Udacity Nanodegree
Explore the repository»
Olist is a Brazilian startup with headquarter in Curitiba. Its business model is of the e-commerce type, with the main objective of helping people who sell a product to find buyers in all Brazilian e-commerce.
Olist has been growing a lot in recent years, due to the increase in new users and also the increase in transactions on its platform. And a company's growing pains are inevitable, especially with data.
The whole system extends its capacity, both in terms of processing and in terms of data storage, and consequently the query time to databases increases, impacting the speed of analysis and the time to update metrics in dashboards.
The objective of this project was to create an ETL pipeline on the olist datasets to create a analytic Data Warehouse on Amazon Redshift.

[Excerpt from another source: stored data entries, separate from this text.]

PR #18637, opened 2026-01-05
[Relax] Add FRelaxInferLayout for flip operator

guan404ming:
## Why

  The flip operator lacked layout inference support, preventing it from participating in layout transformations during the ConvertLayout pass.

  ## How

  - Add InferLayoutFlip function that transforms the axis attribute according to the input layout
  - Register FRelaxInferLayout attribute for relax.flip operator
  - Add test case for conv2d followed by flip with layout conversion


guan404ming:
cc @tlopex @mshr-h

guan404ming:
Thanks!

A use case for this analytic database is to find answers for some questions such as "Has the amount of sales has increased over time?", "Which product categories are top sellers?", "What is the total turnover?", et cetera.

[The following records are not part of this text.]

PR #18638, opened 2026-01-05
[Relax] Add FRelaxInferLayout for scatter_elements operator

guan404ming:
## Why

The scatter_elements operator was missing FRelaxInferLayout support, which prevented proper layout transformation when used with operators like conv2d that require layout conversion.

## How

- Implement InferLayoutScatterElements function that handles layout inference for scatter_elements
- Transform axis attribute according to the inferred layout using FindAxis
- Handle sub-indexed layout fallback to initial layout
- Add test case for conv2d + scatter_elements layout conversion

### DIFF
--- a/tests/python/contrib/test_msc/test_graph_build.py
+++ b/tests/python/contrib/test_msc/test_graph_build.py
@@ -2443,22 +2443,22 @@ def test_scatter(dynamic: bool):
 
     expected1 = {
         "inputs": [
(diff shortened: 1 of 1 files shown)


guan404ming:
cc @tlopex @mshr-h

mshr-h:
Please resolve the conflict so that we can merge. cc @guan404ming

guan404ming:
> Please resolve the conflict so that we can merge. cc @guan404ming

Thanks, I've resolved it.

With this in mind, the project will follow these steps:
- Step 1: Scope the Project and Gather Data
- Step 2: Explore and Assess the Data
- Step 3: Define the Data Model
- Step 4: Run ETL to Model the Data
- Step 5: Complete Project Write Up
In this project, we will aggregate the total of eight datasets that represents each one of the tables from the Olist e-commerce OLTP database, with the objective to model this source of data into “Fact” and “Dimension” tables for the analytics team.

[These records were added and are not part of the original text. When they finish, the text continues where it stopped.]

PR #18640, opened 2026-01-06
[TIR] improve typing for tir.PrimExpr

clouds56:
## Motivation
Now we use PrimExpr as type hint in most places and it would report errors (in static typing) sometimes.

case 1:
```python
a = Var('a', dtype='int')
a + a # this is Ok since __add__(self, other: PrimExpr) -> PrimExpr
a + 1 # this is not Ok
a + a + 1 # this is not Ok since (a+a) is a PrimExpr, not PrimExprWithOp
```

case 2:
```python
a = Var('a', dtype='int')
T.grid(a, a, a) # this is ok since a is PrimExpr
T.grid(1, 2, 3) # this is not Ok, since 1 is not a PrimExpr
```

## Solution
This PR is to mitigate these cases by introducing
```python
PrimIntExpr = Union[PrimExpr, int]
PrimFloatExpr = Union[PrimExpr, float]
PrimLogicalExpr = Union[PrimeExpr, int, bool]
```

## Problems
- [ ] If there's no problem with current idea, I'd like to apply PrimIntExpr/PrimFloatExpr to more places to improve typing system.
- [ ] It might be a huge changeset, should I split it into several PR?
- [ ] How to handle pylint E0633, upgrade pylint or add some ignore for this?
- [ ] `ForFrame` doesn't have `__iter__`, this would be fixed in another PR. Current PR would focus on `PrimExpr`. POC here https://github.com/apache/tvm/commit/7d64de158664aef0268315d82dafdb4027cd5c0e. It could be included in this PR if you like.

### DIFF
--- a/python/tvm/script/ir_builder/tir/ir.py
+++ b/python/tvm/script/ir_builder/tir/ir.py
@@ -685,19 +685,18 @@ class axis:  # pylint: disable=invalid-name
 
     @overload
     @staticmethod
-    def remap(
-        kinds: str, bindings: Union[PrimExpr, Tuple[PrimExpr]], dtype: str = "int32"
-    ) -> Var: ...
+    def remap(kinds: str, bindings: Union[PrimExpr, Tuple[PrimExpr]], dtype: str = "int32") -> Var:
+        ...
+
     @overload
     @staticmethod
-    def remap(
-        kinds: str,
-        bindings: Tuple[PrimExpr, ...],
-        dtype: str = "int32",
-    ) -> List[Var]: ...
+    def remap(kinds: str, bindings: Tuple[PrimExpr, ...], dtype: str = "int32") -> List[Var]:
+        ...
+
     @overload
     @staticmethod
-    def remap(kinds: str, bindings: List[PrimExpr], dtype: str = "int32") -> List[Var]: ...
+    def remap(kinds: str, bindings: List[PrimExpr], dtype: str = "int32") -> List[Var]:
+        ...
 
     @staticmethod
     def remap(
@@ -945,9 +944,9 @@ def grid(*extents: PrimIntExpr) -> frame.ForFrame:
     return _ffi_api.Grid(extents)  # type: ignore[attr-defined] # pylint: disable=no-member
 
 
-def Assert(
+def Assert(  # pylint: disable=invalid-name
     condition: PrimLogicalExpr, message: str
-) -> frame.AssertFrame:  # pylint: disable=invalid-name
+) -> frame.AssertFrame:
     """Create an assertion statement.
 
     Parameters


clouds56:
The lint is false positive in this case `E0633: Attempting to unpack a non-sequence (unpacking-non-sequence)`, see https://github.com/pylint-dev/pylint/issues/4696

I update pylint from 3.0.0 to 3.3.9 the problem disappears.

tlopex:
@clouds56 Thanks for working on this, and sorry for the late reply.

After looking through the full change, I don’t think we should have it in the current form. I’d rather say that clearly now than keep dragging the review out.

Main concerns:

1. Scope does not match the project’s typing discipline.

TVM CI only enforces ruff today; we do not enforce mypy or pyright anywhere in the project. That means adding several new public aliases plus a large number of signature changes increases our maintenance burden, without any mechanism that ensures those annotations remain correct over time. In practice, we would be taking on long-term annotation debt for limited in-tree benefit.

2. It conflicts with TIR’s intended semantic boundary.

In TIR, `PrimExpr` is the canonical API, while Python `int` / `float` are convenience values converted implicitly through the FFI boundary. Annotating parameters everywhere as `Union[PrimExpr, int]` effectively promotes that convenience path into the type-level contract. That weakens the signal at call sites and makes dtype behavior less explicit. For example, in an expression like `a(int32) + 1e12`, the annotation no longer encourages the reader to think about what dtype is actually intended. I think we should keep `PrimExpr` as the documented contract.

3. Some of the narrower return types are not semantically correct.

For example, annotating `__add__` as returning `"Add"` is not generally accurate, since constant folding may produce an `IntImm`, and mixed-dtype cases may introduce a `Cast`. Similarly, annotating `__eq__` as returning `"EqualOp"` conflicts with the conventional `__eq__ -> bool` expectation and is likely to create new checker noise downstream at ordinary `==` call sites. Also, `PrimLogicalExpr = Union[PrimExpr, int, bool]` does not really carry additional meaning, since `bool` is already a subclass of `int` in Python.

4. This feels like a symptom-level fix rather than a root-level fix.

The motivating issue is real: IDE squiggles on common patterns like `a + 1` or `T.grid(1, 2, 3)` are annoying. But addressing that by widening annotations across a large number of APIs means every future builder or helper will need the same treatment. If we want a durable solution, it should probably be handled closer to the FFI / `PrimExpr` conversion boundary, rather than being distributed across many individual call sites.

Thanks again for the effort here. I don’t think the overall motivation is wrong, but the current scope and the interaction with TIR’s dtype/semantic discipline make this hard to merge as-is.

clouds56:
Thanks for the detailed feedback.
I’d like to clarify my thinking and discuss the direction a bit further.

I’m still relatively new to TVM and am actively learning the primitives and APIs, so please feel free to correct me if I misunderstand anything.

## annotation in the repo should be more like a `hint` but not a `contract`

I understand your concern about maintenance cost. Correct me if I'm wrong, now the typing status of our project is not enforced, the existing typing might behave more like a `hint` but not a `contract`.

Everyone uses type hint in different ways, most of them are used for mypy/IDE to check.
Since we don’t enforce mypy, it’s unclear who the primary consumers of these type hints are—users, developers, or both.
My view is that we should optimize for usability here: even if annotations are not perfectly “correct,” making them more kindly still provides practical value.
For example, we annotated `__add__` to `PrimExpr` is correct, while annotated `__add__` to `PrimExprWithOp`/`Add` is kindly.

> we would be taking on long-term annotation debt for limited in-tree benefit.

Now annotations in this repo is already unsound (not matching what it actually is), so maintain of annotation would be definitely a form of debt. I have 3 ways towards future:
1. Gradually move toward more kindly annotations, that would improve IDE support, like auto complete and type check, that would provide in-tree benefits, right?
2. Do minimal maintain for annotations, fix cases like `def __eq__(self, other: PrimExpr) -> PrimExpr` discussed below to `def __eq__(self, other: PrimExpr) -> PrimExpr | bool`.
3. Do nothing, leave outdated annotation as is, they are of no value after they are created. This approach increases technical debt.

## TIR’s intended semantic boundary.

> Similarly, annotating __eq__ as returning "EqualOp" conflicts with the conventional __eq__ -> bool expectation

Taking `__eq__` as an example, annotating it as EqualOp is wrong, but the original code `def __eq__(self, other: PrimExpr) -> PrimExpr` conflicts with bool result as well. I think this wouldn't be likely fixed in short future.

The final solution proposed is a pipeline built upon Python for ingesting data from Amazon S3 into a Redshift Data Warehouse, running transformations on Redshift and saving them into a proposed Star Schema model.
Data Source
Brazilian E-Commerce Public Datasets by Olist
https://www.kaggle.com/datasets/olistbr/brazilian-ecommerce
Content
Olist is the largest department store on marketplaces. It has a catalog with over 950,000 products, hundreds of thousands of orders and a network of over 9,000 partner retailers spread across all regions of Brazil.
All the files use the CSV format.
Model
The data sources are the company's e-commerce OLTP system tables, you can check the ERD of the system in the figure below.
Please refer to inspection_notebook.ipynb.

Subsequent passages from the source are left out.